A founding member of the Sedona Conference Group 11 (Privacy/Data Security), Drew is frequently asked to speak and write on legal and ethical issues arising from technology, including unfair and deceptive trade practices, data breach, privacy, data governance, and technology contract drafting. He is chair of the firm’s multi-disciplinary Data Governance Group as well as the past chair of the Orange County Bar Association’s Intellectual Property, Business Law and Technology Committees.

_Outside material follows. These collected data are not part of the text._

PR #27, opened 2022-08-22
net/openbsd: merge packer files

### LINKED ISSUE #22: Create common variable file for net/openbsd
We can create a common variable file for defining versions, image URLS, hashes etc. in one place.

nbyavuz:
Fixes #22.

This PR merges net/openbsd's packer files and creates one common variable for each net/openbsd.

Reasoning is:
- When there are common variable files for net/openbsd, packer complains about undefined variables in the .hcl files. Same thing happens when there are separate variable files for net/openbsd and separate vanilla/postgres.hcl files.

- Also, both bsd's .hcl files are very similar(both vanilla and postgres files). When something is to be added, almost all time same feature is added the other one. Combining these files will increase maintainability in the future.


nbyavuz:
> Oh, I wasn't actually imagining to merge the whole files. Just that we'd use a common file for defining variables, using packer build -var-file=... - what made you decide to combine the files as a whole?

Outside the technology arena, Drew has substantial expertise in both contracts and commercial litigation. In addition, he has experience assisting clients with government contracting. Drew began his legal career as a judicial clerk to Senior United States District Judge John H. Moore II, in Jacksonville, Florida, and then practiced with an AmLaw top 10 firm in Manhattan. After a stint as an assistant county attorney responsible for day-to-day legal advice and litigating civil issues for the county, Drew returned to Lowndes. Drew is admitted to practice in Florida, New York and the District of Columbia.

Born in Florida, Drew roots for his adopted football team—the FSU Seminoles (because neither Rollins nor George Washington has a football team). He is a proud father of two sons who play basketball and soccer, make great grades and generally keep him on his toes.